U.S. retailers lost some $37.4 billion to theft last year, up about 20 percent from a year earlier, hurt by gangs of professional shoplifters, according to a survey released Wednesday.
Employee theft remained the biggest source of losses for retailers; but those crimes were actually down from a year earlier, as retailers took security measures such as installing surveillance cameras to watch cash registers and storage rooms, according to the National Retail Security Survey.
The annual survey, which analyzed data from 146 of the largest U.S. retail chains, found that the average dollar loss per incident of theft jumped to $854 in 2005 from about $621 in 2004, largely because of a rise in organized retail crime.
Professional shoplifters typically operate in groups of perhaps a half-dozen people and can steal thousands of dollars of merchandise in a single day. They typically hit dozens of stores in one area or along a highway, stealing items ranging from over-the-counter drugs to clothing.

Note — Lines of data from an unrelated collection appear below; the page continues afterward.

PR #134, opened 2024-08-21
feat: ensure rosetta before colima start

joshuarli:
on a new mac arm dev machine, if rosetta isn't installed, colima start --vz-rosetta will just warn about it and blissfully proceed without rosetta

it's pretty cheap to ensure rosetta's installed + running so let's just unconditionally do this before starting colima

### DIFF
--- a/devenv/lib/rosetta.py
+++ b/devenv/lib/rosetta.py
@@ -1,0 +1,31 @@
+from __future__ import annotations
+
+import os
+
+from devenv.constants import DARWIN
+from devenv.constants import MACHINE
+from devenv.lib import proc
+
+
+def ensure() -> None:
+    if not (DARWIN and (MACHINE == "arm64")):
+        return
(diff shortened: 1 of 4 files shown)


devenv/lib/rosetta.py
```diff
@@ -0,0 +1,31 @@
...
+from devenv.constants import DARWIN
+from devenv.constants import MACHINE
+from devenv.lib import proc
+
+
+def ensure() -> None:
+    if not (DARWIN and (MACHINE == "arm64")):
+        return
+
+    # this file doesn't exist if rosetta 2 isn't installed
```
joshuarli, line 14: actually just provisioning a mac arm UTM VM as we speak to verify my guess

(it's really hard to uninstall rosetta after it's installed)

asottile-sentry (approved):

Overall, theft by employees, shoplifting, vendor fraud and administrative error amounted to 1.6 percent of retailers’ sales in 2005, up from 1.54 percent the year before, marking the first time in four years that the rate has increased.
The study was conducted by the University of Florida with a funding grant from ADT Security Services. ADT, which is owned by Tyco International Ltd., sells security services to retailers.
Criminologist Richard Hollinger, who has directed the security survey for the last 16 years, said the average loss per organized retail theft incident was more than $46,000.
“These crime rings work in small organized groups and they can do a lot of damage in very little time, so it looks like that is what is driving up the statistics,” he said.